PR #4262, opened 2017-05-09
Fail build if one of the docs builds fail

ruflin:
On jenkins some of the builds went green even though the doc builds failed. This should fix it.

### DIFF
--- a/libbeat/scripts/build_docs.sh
+++ b/libbeat/scripts/build_docs.sh
@@ -1,5 +1,7 @@
 #!/usr/bin/env bash
 
+set -e
+
 # Checks if docs clone already exists
 if [ ! -d "build/docs" ]; then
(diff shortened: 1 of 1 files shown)


exekias:
Would it make sense to put `set -e` on top of the file? so it breaks on **any** error

ruflin:
Yes, that is even better. Means I would not need the exit part, right?

exekias:
Correct, `set -e` would be enough, I can break docs again to test it ;P

ruflin:
Please do no merge. I introduce a doc build error to see if the jenkins build fails.

ruflin:
Jenkins successfully failed: http://build-eu-00.elastic.co/job/Beats-PR/6102/

exekias:
jenkins, retest this please

PR #4266, opened 2017-05-09
Fix repositories in docs

tsg:
To use 6.x-prerelease. This should be updated to either use the `:release-status:`
variable or changed to 6.x once we reach GA.


tsg:
CC @dedemorton for awareness.

PR #4269, opened 2017-05-09
prospector: cache resolved glob patterns during init

### LINKED ISSUE #4182: Filebeat - Error in load states when enable the recursive glob
Please help to check the problem.
Version: master
Operating System: SUSE11
Steps to Reproduce: 
1. enable the recursive glob.
2. use ** in the path as /home/cmp/**/*.log
3. start the main_test, and it will collect the log
4. restart the filebeat, when it load the exist states, it will drop the actually marched source.
<pre><code>		match, err = filepath.Match(glob, filePath)
		if err != nil {
			logp.Debug("prospector", "Error matching glob: %s", err)
			continue
		}</code></pre>
The glob is /home/cmp/**/*.log, if the filePath is /home/cmp/a/b/c.log, the match will be *false*. Then the source will be dropped, which is an unexpected behavior.
Then the filebeat will collect the log from beginning, which is duplicately.

7AC:
Before this change recursive glob patterns were resolved only at runtime, so everytime filebeat restarted it would try to recover its previous state without expanding the patterns first. With this change we expand the patterns once and for all during init, fixing both the start and the restart case.

Resolves #4182

### DIFF
--- a/CHANGELOG.asciidoc
+++ b/CHANGELOG.asciidoc
@@ -34,6 +34,7 @@ https://github.com/elastic/beats/compare/v6.0.0-alpha1...master[Check the HEAD d
 
 *Filebeat*
 - Fix race condition on harvester stopping with reloading enabled. {issue}3779[3779]
+- Fix recursive glob config parsing and resolution across restarts. {pull}4269[4269]
 
 *Heartbeat*
 
--- a/filebeat/tests/system/test_prospector.py
+++ b/filebeat/tests/system/test_prospector.py
@@ -1,3 +1,5 @@
+#!/usr/bin/env python
+
 from filebeat import BaseTest
 import os
 import time
@@ -678,3 +680,47 @@ class Test(BaseTest):
         )[0]
         assert "message" not in output
         assert "offset" in output
+
+    def test_restart_recursive_glob(self):
+        """
+        Check that file reading via recursive glob patterns continues after restart
+        """
+        self.render_config_template(
+            path=os.path.abspath(self.working_dir) + "/log/**",
+            scan_frequency="1s",
+            recursive_glob=True,
+        )
+
+        testfile_dir = os.path.join(self.working_dir, "log", "some", "other", "subdir")
+        os.makedirs(testfile_dir)
+        testfile_path = os.path.join(testfile_dir, "input")
+
+        filebeat = self.start_beat()
+
+        with open(testfile_path, 'w') as testfile:
+            testfile.write("entry1\n")
+
+        self.wait_until(
+            lambda: self.output_has_message("entry1"),
+            max_timeout=10,
+            name="output contains 'entry1'")
+
+        filebeat.check_kill_and_wait()
+
+        # Append to file
+        with open(testfile_path, 'a') as testfile:
+            testfile.write("entry2\n")
+
+        filebeat = self.start_beat(output="filebeat2.log")
+
+        self.wait_until(
+            lambda: self.output_has_message("entry2"),
+            max_timeout=10,
+            name="output contains 'entry2'")
+
+        filebeat.check_kill_and_wait()
+
+
+if __name__ == '__main__':
+    import unittest
+    unittest.main()
--- a/filebeat/tests/system/test_registrar.py
+++ b/filebeat/tests/system/test_registrar.py
@@ -1,9 +1,11 @@
+#!/usr/bin/env python
 """Test the registrar"""
 
 import os
 import platform
 import time
 import shutil
+
 from filebeat import BaseTest
 from nose.plugins.skip import SkipTest
 
@@ -323,7 +325,7 @@ class Test(BaseTest):
 
     def test_restart_continue(self):
         """
-        Check that file readining continues after restart
+        Check that file reading continues after restart
         """
         self.render_config_template(
             path=os.path.abspath(self.working_dir) + "/log/input*",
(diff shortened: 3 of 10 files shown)


filebeat/prospector/prospector_log.go
```diff
@@ -42,12 +43,33 @@ func NewLog(p *Prospector) (*Log, error) {
 	return prospectorer, nil
 }
 
+func (l *Log) resolvePaths() error {
+	if l.paths != nil {
```
andrewkroh: I would avoid making a distinction between non-nil and zero length slices. This can lead to subtle programming mistakes. I would check for `len(l.paths) > 0`

filebeat/prospector/prospector_log.go
```diff
@@ -42,12 +43,33 @@ func NewLog(p *Prospector) (*Log, error) {
...
+		return nil
+	}
+	if !l.config.recursiveGlob {
+		l.paths = l.config.Paths
+		return nil
+	}
+	l.paths = []string{}
```
andrewkroh: This is unnecessary if you check the `len()` of the slice above, rather than for non-nil.

filebeat/prospector/prospector_log.go
7AC: thanks, yeah I prefer that too

filebeat/prospector/prospector_log.go
7AC: 👍

ruflin:
@7AC I didn't check the PR yet but I strongly recommend to add some system test to it to check if everything goes well during restart. I remember doing the first implementation without the "extra glob" was a bit tricky, especially on windows. We must make sure the right paths are picked up again.

filebeat/prospector/config.go
```diff
@@ -53,3 +55,25 @@ func (config *prospectorConfig) Validate() error {
 
 	return nil
 }
+
+func (config *prospectorConfig) resolvePaths() error {
+	var paths []string
+	if !config.recursiveGlob {
```
ruflin: The reason this is not working is that `recursiveGlob` is a private variable and golang can only extract values in global variables. You must set it to `RecursiveGlob` in prospectorConfig.

7AC: 👍

filebeat/tests/system/test_prospector.py
```diff
@@ -678,3 +680,48 @@ def test_prospector_filter_includefields(self):
...
+        with open(testfile_path, 'w') as testfile:
+            testfile.write("entry1\n")
+
+        self.wait_until(
+            lambda: self.output_has_message("entry1"),
+            max_timeout=10,
+            name="output contains 'entry1'")
+
+        # Wait a momemt to make sure registry is completely written
+        time.sleep(1)
```
ruflin: Sleep is very flaky with these kind of things. We normally rely on the log_contains messages here. Check some other tests for it.

filebeat/tests/system/test_registrar.py
```diff
@@ -1396,3 +1398,8 @@ def test_registrar_files_with_prospector_level_processors(self):
                 "inode": stat.st_ino,
                 "device": stat.st_dev,
             }, file_state_os)
+
+
+if __name__ == '__main__':
```
ruflin: With this addition, can you directly "run" the file without prepending it with nosetests?

libbeat/tests/system/beat/beat.py
```diff
@@ -350,6 +353,16 @@ def output_has(self, lines, output_file=None):
         except IOError:
             return False
 
+    def output_has_message(self, message, output_file=None):
```
ruflin: That will become handy in other tests too.

filebeat/tests/system/test_prospector.py
7AC: It's copy/paste from `test_registrar.py` (had the same observation btw :) I don't think I need it here anyways I'll remove it

filebeat/tests/system/test_registrar.py
7AC: yep, just need to `pip install` a couple of things

libbeat/tests/system/beat/beat.py
7AC: Yeah, I tried working with the existing APIs but checking the length wasn't enough since when I restart I want to check for the different message to show up (length still 1)

filebeat/tests/system/test_prospector.py
```diff
@@ -678,3 +680,45 @@ def test_prospector_filter_includefields(self):
...
+        with open(testfile_path, 'a') as testfile:
+            testfile.write("entry2\n")
+
+        filebeat = self.start_beat(output="filebeat2.log")
+
+        self.wait_until(
+            lambda: self.output_has_message("entry2"),
+            max_timeout=10,
+            name="output contains 'entry2'")
+
```
ruflin: filebeat must be stopped again here.

CHANGELOG.asciidoc
```diff
@@ -31,6 +31,7 @@ https://github.com/elastic/beats/compare/v6.0.0-alpha1...master[Check the HEAD d
 - Fix importing the dashboards when the limit for max open files is too low. {issue}4244[4244]
 
 *Filebeat*
+- Make recursive glob resolution work across restarts. {pull}4269[4269]
```
ruflin: Should this be "make recursive glob working"? Not sure it was working before?

filebeat/tests/system/test_prospector.py
7AC: done

CHANGELOG.asciidoc
7AC: I rephrased it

○ ○ ○ ○ ○ ○ ○

**WORK TO BE COMPLETED:** Return only the exact lines from the opening of the records through the line that contains "#!/usr/bin/env bash", both included.

**THE COMPLETED TASK:**
PR #4262, opened 2017-05-09
Fail build if one of the docs builds fail

ruflin:
On jenkins some of the builds went green even though the doc builds failed. This should fix it.

### DIFF
--- a/libbeat/scripts/build_docs.sh
+++ b/libbeat/scripts/build_docs.sh
@@ -1,5 +1,7 @@
 #!/usr/bin/env bash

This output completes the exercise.